What is a False Alarm Probability (FAP)?
A False Alarm Probability quantifies the likelihood that a detected period (or signal) in your data could arise by chance, rather than representing a true periodic signal. By assessing the statistical significance of a detected period, FAPs help you differentiate between genuine periodic signals and noise.
How Does Peranso Calculate FAPs?
Peranso employs the Fisher Randomization Test to compute two complementary FAPs. This test uses a Monte Carlo Permutation Procedure (MCPP), where the observed data is repeatedly randomized, and the period analysis is recalculated for each random permutation. This process generates a distribution of periods and corresponding peak strengths that represent what would be expected under random conditions. By comparing the observed data's periodogram to this distribution, Peranso calculates the following two FAPs:
- FAP1: Represents the probability that a random permutation contains a period with a peak strength greater than or equal to the observed peak strength at any frequency. This tests the overall likelihood that the detected peak is significant, considering the entire range of frequencies analyzed.
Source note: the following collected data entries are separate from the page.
PR #2175, opened 2019-07-27
Add frontiers confirmation modes

SergiySW:
always - always algressive confirm frontiers
automatic - confirm frontiers in always mode if node contains representative with at least 50% of principal weight, confirm frontiers less often otherwise
disabled - do not confirm frontiers


nano/node/nodeconfig.cpp
```diff
@@ -448,6 +459,47 @@ nano::error nano::node_config::deserialize_json (bool & upgraded_a, nano::jsonco
...
+	}
+	else if (string_a == "auto")
+	{
+		return nano::frontiers_confirmation_mode::automatic;
+	}
+	else if (string_a == "lazy")
+	{
+		return nano::frontiers_confirmation_mode::lazy;
+	}
+	if (string_a == "disabled")
```
cryptocode: Was an else if meant here? Not that it matters functionally in this case.

nano/node/wallet.cpp
```diff
@@ -808,12 +808,13 @@ nano::public_key nano::wallet::deterministic_insert (nano::transaction const & t
 		{
 			work_ensure (key, key);
 		}
+		auto supply (wallets.node.online_reps.online_stake ());
+		auto half_principal_weight ((supply / 1000) / 2);
```
cryptocode: Now that https://github.com/nanocurrency/nano-node/pull/2182 is merged, this should probably use `principal_weight_factor`

nano/node/wallet.cpp
```diff
@@ -852,11 +853,12 @@ nano::public_key nano::wallet::insert_adhoc (nano::transaction const & transacti
 		{
 			work_ensure (key, wallets.node.ledger.latest_root (block_transaction, key));
 		}
-		if (wallets.node.ledger.weight (block_transaction, key) >= wallets.node.config.vote_minimum.number ())
+		auto supply (wallets.node.online_reps.online_stake ());
+		auto half_principal_weight ((supply / 1000) / 2);
```
cryptocode: Same as above (principal_weight_factor)

nano/node/wallet.cpp
```diff
@@ -1826,10 +1828,29 @@ void nano::wallets::clear_send_ids (nano::transaction const & transaction_a)
...
+	return result;
+}
+
 void nano::wallets::compute_reps ()
 {
 	std::lock_guard<std::mutex> lock (mutex);
 	reps_count = 0;
+	half_principal_reps_count = 0;
+	auto supply (node.online_reps.online_stake ());
+	auto half_principal_weight ((supply / 1000) / 2);
```
cryptocode: Same as above (principal_weight_factor)

nano/node/nodeconfig.cpp
cryptocode: Was an else-if meant here? Not that it matters functionally in this case.

nano/node/active_transactions.cpp
```diff
@@ -49,7 +51,7 @@ void nano::active_transactions::confirm_frontiers (nano::transaction const & tra
 	// To minimise dropping real-time transactions, set the maximum number of elections
 	// for cementing frontiers to half the total active election maximum.
 	const auto max_active = node.config.active_elections_size / 2;
-	if (roots_size <= max_active && (check_time_exceeded || (!is_test_network && low_active_elections)))
+	if (roots_size <= max_active && (check_time_exceeded || (!is_test_network && low_active_elections && !lazy_mode)))
 	{
 		// When the number of active elections is low increase max number of elections for setting confirmation height.
 		if (max_active > roots_size + max_elections)
```
wezrule: So as I understand it:
- Lazy mode, every 3 minutes confirm up to half of max active elections (25k) 
- Auto (not enough weight) - Don't confirm 
- Auto (with enough weight) - Confirm every 15 minutes (or if there is a very low number of active elections) up to half max active elections.
- Always - Same as above.
Is this correct?

wezrule:
So as I understand it:
- Lazy mode, every 3 minutes confirm up to half of max active elections (25k) 
- Auto (not enough weight) - Don't confirm 
- Auto (with enough weight) - Confirm every 15 minutes (or if there is a very low number of active elections) up to half max active elections.
- Always - Same as above.

Is this correct?

nano/node/nodeconfig.cpp
SergiySW: Thanks

SergiySW:
@wezrule should be 3 minutes for always, 15 minutes for lazy. Corrected

nano/core_test/node.cpp
```diff
@@ -3153,6 +3217,7 @@ TEST (confirmation_height, prioritize_frontiers)
 	transaction.refresh ();
 	node->active.prioritize_frontiers_for_confirmation (transaction, std::chrono::seconds (1), std::chrono::seconds (1));
 	ASSERT_TRUE (priority_orders_match (node->active.priority_wallet_cementable_frontiers, std::array<nano::account, num_accounts>{ key3.pub, nano::genesis_account, key4.pub, key1.pub, key2.pub }));
+	node->active.confirm_frontiers (transaction);
```
wezrule: I don't think you need the scoped block below anymore (`node->active.next_frontier_check = ...`). It was overriding the frontier check so that in the next request loop it would call `confirm_frontiers` (which you are now calling manually) which wouldn't do anything because the `frontier_confirmation` is set to `disabled`.

cryptocode:
This now needs to (de)serialize toml instead (no json or upgrade)

PR #2183, opened 2019-07-30
Fix lazy bootstrap balances insert

SergiySW:
Adding lazy balances check was unreachable
`if (total_blocks == 0)`

### DIFF
--- a/nano/node/bootstrap.cpp
+++ b/nano/node/bootstrap.cpp
@@ -282,7 +282,7 @@ nano::bulk_pull_client::bulk_pull_client (std::shared_ptr<nano::bootstrap_client
 connection (connection_a),
 known_account (0),
 pull (pull_a),
-total_blocks (0),
+pull_blocks (0),
 unexpected_count (0)
 {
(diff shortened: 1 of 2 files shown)


nano/node/bootstrap.cpp
```diff
@@ -470,8 +470,8 @@ void nano::bulk_pull_client::received_block (boost::system::error_code const & e
 				connection->start_time = std::chrono::steady_clock::now ();
 			}
 			connection->attempt->total_blocks++;
-			total_blocks++;
 			bool stop_pull (connection->attempt->process_block (block, known_account, total_blocks, block_expected));
+			total_blocks++;
```
cryptocode: Maybe a good opportunity to do a related improvement: The parameter `total_blocks` in `bootstrap_attempt::process_block` shadows a field with the same name, so maybe rename the parameter to `total_blocks_a`

The parameter and field are incremented at the same time, but the field is used by `populate_connections` as well, so I assume they mean different things.

Other than that, LGTM

SergiySW: Good idea

PR #2185, opened 2019-07-30
boost 1.70 requires log_setup component specifically updated CMAKE 1.…

argakiig:
…67 and 1.69 dont require explicit but will use

update boostrap_boost.sh to mirror https://docs.nano.org/integration-guides/build-options/


EvertonMelo:
@argakiig 
if necessary see.

https://security-tracker.debian.org/tracker/CVE-2016-10642 
about x86 exponse with Cmake. 

x86 support study will be required.

PR #4805, opened 2024-12-06
Fix ledger_priority.sequential_blocks testcase

gr0vity-dev:
I saw this testcase failing on the windows github runner.

Different account chains are not guaranteed to have the same priority timestamp. 
The opening could happen much later than the sending. 
If we add a 1 second delay between processing `send1` and `open1`, the testcase previously always failed.
The opening timestamp of "key1 account" can be equal or greater than the matching send timestamp of "genesis account".

### DIFF
--- a/nano/core_test/ledger_priority.cpp
+++ b/nano/core_test/ledger_priority.cpp
@@ -191,9 +191,10 @@ TEST (ledger_priority, sequential_blocks)
 	ASSERT_EQ (100, priority_balance2);
 	ASSERT_EQ (100, priority_balance3); // Max of current (50) and previous (100)
 
-	ASSERT_EQ (nano::dev::genesis->sideband ().timestamp, timestamp1);
-	ASSERT_EQ (send1->sideband ().timestamp, timestamp2);
-	ASSERT_EQ (open->sideband ().timestamp, timestamp3);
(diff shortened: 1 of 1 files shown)


nano/core_test/ledger_priority.cpp
```diff
@@ -191,9 +191,10 @@ TEST (ledger_priority, sequential_blocks)
 	ASSERT_EQ (100, priority_balance2);
 	ASSERT_EQ (100, priority_balance3); // Max of current (50) and previous (100)
 
-	ASSERT_EQ (nano::dev::genesis->sideband ().timestamp, timestamp1);
-	ASSERT_EQ (send1->sideband ().timestamp, timestamp2);
-	ASSERT_EQ (open->sideband ().timestamp, timestamp3);
+	ASSERT_EQ (nano::dev::genesis->sideband ().timestamp, timestamp1); // genesis account
+	// Opening account must have equal or greater timestamp than sending counterpart.
+	ASSERT_TRUE (timestamp2 >= send1->sideband ().timestamp); // key1 account
```
pwojcikdev: This can use ASSERT_GE (...)

pwojcikdev:
Good fix. I added this test recently, it was generated by Claude. I didn't notice it was comparing timestamps in this way.

pwojcikdev (approved):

A low FAP1 value indicates that the detected period is unlikely to arise purely by chance.
- FAP2: Represents the probability that a random permutation contains a period with a peak strength greater than or equal to the observed peak strength at the specific frequency of the detected period. This tests the significance of the detected period at the exact frequency of interest, providing additional confirmation of its reliability. A low FAP2 value suggests that the observed period is likely to be real and not just a random result at that particular frequency.
Illustrating FAPs with an Example
To demonstrate this process, this tutorial will use a synthetic dataset consisting of random observations that lack any clear periodic signal. When Peranso analyzes this dataset:
- FAP1 will reveal the probability that a strong peak could occur anywhere in the frequency range by chance. In a random dataset, FAP1 is typically high (close to 1.0), indicating that the data lacks a significant periodic component.
- FAP2 will indicate the probability that the specific frequency of the detected period is due to chance. Since the dataset contains no true periodic signal, FAP2 will also be high (close to 1.0).
Why Use Both FAP1 and FAP2?
By combining these complementary FAPs, Peranso provides a comprehensive evaluation of period significance. FAP1 helps identify whether the dataset contains any notable periodicity, while FAP2 focuses on the reliability of the specific detected period. Together, they allow for robust decision-making when interpreting results.